Nehalem allows for 33% more micro-ops in flight compared to Penryn (128 micro-ops vs. 96 in Penryn), this increase was achieved by simply increasing the size of the re-order window and other such buffers throughout the pipeline.

With more micro-ops in flight, Nehalem can extract greater instruction level parallelism (ILP) as well as support an increase in micro-ops thanks to each core now handling micro-ops from two threads at once.

Despite the increase in ability to support more micro-ops in flight, there have been no significant changes to the decoder or front end of Nehalem. Nehalem is still fundamentally the same 4-issue design we saw introduced with the first Core 2 microprocessors. The next time we'll see a re-evaluation of this front end will most likely be 2 years from now with the 32nm "tock" processor, codenamed Sandy Bridge.

Nehalem also improved unaligned cache access performance. In SSE there are two types of instructions: one if your data is aligned to a 16-byte cache boundary, and one if your data is unaligned. In current Core 2 based processors, the aligned instructions could execute faster than the unaligned instructions. Every now and then a compiler would produce code that used an unaligned instruction on data that was aligned with a cache boundary, resulting in a performance penalty. Nehalem fixes this case (through some circuit tricks) where unaligned instructions running on aligned data are now fast.

In many applications (e.g. video encoding) you're walking through bytes of data through a stream. If you happen to cross a cache line boundary (64-byte lines) and an instruction needs data from both sides of that boundary you encounter a latency penalty for the unaligned cache access. Nehalem significantly reduces this latency penalty, so algorithms for things like motion estimation will be sped up significantly (hence the improvement in video encode performance).

Nehalem also introduces a second level branch predictor per core. This new branch predictor augments the normal one that sits in the processor pipeline and aids it much like a L2 cache works with a L1 cache. The second level predictor has a much larger set of history data it can use to predict branches, but since its branch history table is much larger, this predictor is much slower. The first level predictor works as it always has, predicting branches as best as it can, but simultaneously the new second level predictor will also be evaluating branches. There may be cases where the first level predictor makes a prediction based on the type of branch but doesn't really have the historical data to make a highly accurate prediction, but the second level predictor can. Since it (the 2nd level predictor) has a larger history window to predict from, it has higher accuracy and can, on the fly, help catch mispredicts and correct them before a significant penalty is incurred.

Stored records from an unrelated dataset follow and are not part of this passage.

PR #3988, opened 2021-09-13
[SDNTB-688] Expose TextEditor3 through SuperdeskAPI

MarkLark86:


tomaskikutis:
It would be better to keep `generic-form` encapsulated and not move its [private interfaces](https://github.com/superdesk/superdesk-client-core/pull/3988/files#diff-ca49bae7f62187bd0909482a419226feafbf06df59d2d06c2031cd298e7d62aaR1064) to `superdesk-api` or [import internal modules](https://github.com/superdesk/superdesk-client-core/pull/3988/files#diff-113b1a3cf188c0e5e988e211946d1ae406a38198b44f7b15d7ff70d220e65a30R80) outside of `generic form`.

Could you instead expose to the API either `Editor3Standalone` or create a wrapper component and expose that?

tomaskikutis (approved):

PR #3992, opened 2021-09-16
FIX: To Desk feature fails when article was opened from search or monitoring widget. [SDESK-6161]

GyanP:


GyanP:
For the monitoring widget, the `scope.$on` is not listening for the event `$rootScope.$broadcast` so I  used this approach finally. Further suggestions are welcomed.

scripts/apps/authoring/authoring/directives/AuthoringDirective.ts
```diff
@@ -1032,13 +1032,26 @@ export function AuthoringDirective(
...
 
-                $rootScope.$broadcast('item:nextStage', {
-                    stage: stageList[stageIndex],
-                    itemId: $scope.item._id,
-                    selectedStage: selectedStage,
-                    selectedDesk: selectedDesk,
-                    item: $scope.item,
-                });
+                if ($location.$$path === '/workspace') {
+                    api.save('move', {}, {
```
MarkLark86, line 1036: We have a hook for to run before sending in extensions (https://github.com/superdesk/superdesk-client-core/blob/develop/scripts/core/superdesk-api.d.ts#L107)

Is this hook relevant here, and will it still be fired?

scripts/apps/authoring/authoring/directives/AuthoringDirective.ts
```diff
@@ -1032,13 +1032,26 @@ export function AuthoringDirective(
...
+                        task: {desk: selectedDesk._id, stage: stageList[stageIndex]._id},
```
MarkLark86, line 1037: I'm also concerned about duplication of code. Would it be better if we had this either in the SuperdeskApi, or in the internal api (https://github.com/superdesk/superdesk-client-core/blob/develop/scripts/api/article.ts).

This way the actual sending of content (api calls) could be managed in the one place

MarkLark86 (commented):
@tomaskikutis Any ideas here?

scripts/apps/authoring/authoring/directives/AuthoringDirective.ts
```diff
@@ -1032,13 +1032,26 @@ export function AuthoringDirective(
...
                 }
 
-                $rootScope.$broadcast('item:nextStage', {
-                    stage: stageList[stageIndex],
-                    itemId: $scope.item._id,
-                    selectedStage: selectedStage,
-                    selectedDesk: selectedDesk,
-                    item: $scope.item,
-                });
+                if ($location.$$path === '/workspace') {
```
tomaskikutis, line 1035: It'd be good to avoid URL-specific behavior. I assume your intention is to check whether next stage is available, and you are using URL as a metric, but it'd be better to do a direct check, by checking `scope.currentDesk` or something similar.

It's also not clear to me why `'/workspace'` is used. Judging from the ticket, it looks like sending works from monitoring, and doesn't work from search, so I'd expect a special case to be added to handle sending from search.

As Mark pointed out, `beforeSend` hooks need to be fired, which it wouldn't be in this case. I also agree on having the sending logic in one place, but it would be quite hard to add it to internal API, because internal API is just a plain JS file with exported stateless functions that doesn't have access to any angular state. Instead I suggest implementing this in `scope.send` function in `scripts/apps/authoring/authoring/directives/SendItem.tsx`(after `beforeSend` is ran).

GyanP:
Task: To Desk not working from widget.
The **scope.$on** is not listening for the event **$rootScope.$broadcast** (Don’t know why this is happening)

Approach: Replace **$scope.$on** with **$rootScope.$on**.

Problem with this approach: API called more than one time so some error messages display on the UI.

Another approach: I added **a key with boolean value** in **$rootScope.$broadcast** and executing code conditionally under this defined boolean value and becomes false after the first execution but it fails when we apply **To Desk** on two articles one after one then it works for one article only.

@mark @tomas I hope now the task is clear to you guys, I would appreciate it if you can give me some suggestions for this problem.

tomas:
Please don't mention me again in this repository. Thanks

GyanP:
> Please don't mention me again in this repository. Thanks



> Please don't mention me again in this repository. Thanks

Sorry, my mistake. Thanks

tomaskikutis:
I understand now that the issue is not only in search, but in monitoring widget too. My suggestion remains the same - avoid url specific behavior and try putting the logic to `scope.send` function in `scripts/apps/authoring/authoring/directives/SendItem.tsx` so it is in one place, and `beforeSend` hook gets called.

If you have issues with events, try using native JavaScript events instead of angular events.

PR #3993, opened 2021-09-21
Remove imatrics tags when parents cant be found

tomaskikutis:
SDNTB-705

imatrics errors

### DIFF
--- a/scripts/core/ui/components/alert.scss
+++ b/scripts/core/ui/components/alert.scss
@@ -1,0 +1,17 @@
+.alert-extended {
+    display: flex!important;
+    width: 100%!important;
+    justify-content: space-between!important;
+    align-items: center!important;
+    padding-left: 1.2rem!important;
+    padding-right: 1.2rem!important;
+    margin-bottom: 0!important;
+}
+
+.alert-extended--title {
+    font-size: 1.1em!important;
+}
+
+.alert-extended--message {
+    font-size: 1em!important;
+}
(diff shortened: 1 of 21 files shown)


tomaskikutis:
I extracted inline styles to classes, but it doesn't seem any better to me. When inline classes are used, at least it's easy to refactor, because you don't need to search for other usages. I don't think anyone should be modifying CSS without reading component code anyway, so I don't see how it helps.

petrjasek:
It was more about things like font sizes, imo that should be defined on global level and not in each component, not sure how you would keep the UI consistent if each component defines it's own styles. in general this component should be part of ui framework imo, not the imatrics widget but the error message it uses for example

tomaskikutis:
> imo that should be defined on global level and not in each component, not sure how you would keep the UI consistent if each component defines it's own styles

Yep, I agree. I moved alert styles to core component that is exposed via extensions API.

scripts/core/ui/components/alert.scss
```diff
@@ -0,0 +1,17 @@
+.alert-extended {
+    display: flex!important;
+    width: 100%!important;
+    justify-content: space-between!important;
+    align-items: center!important;
+    padding-left: 1.2rem!important;
```
MarkLark86, line 6: These could be replaced with the `spacing` classes from the UI-Framework:
https://ui-framework.superdesk.org/#/components/spacing

In this case you would add the classes:
`sd-padding-x--1-5` and  `sd-margin-b--0`

This has the benefit that if the UI-Framework ever changes the `$sd-base-increment` variable, views like this would continue to be consistent with the rest of the UI-Framework

petrjasek (approved):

The renamed return stack buffer is also a very important enhancement to Nehalem. Mispredicts in the pipeline can result in incorrect data being populated into Penryn's return stack (a data structure that keeps track of where in memory the CPU should begin executing after working on a function). A return stack with renaming support prevents corruption in the stack, so as long as the calls/returns are properly paired you'll always get the right data out of Nehalem's stack even in the event of a mispredict.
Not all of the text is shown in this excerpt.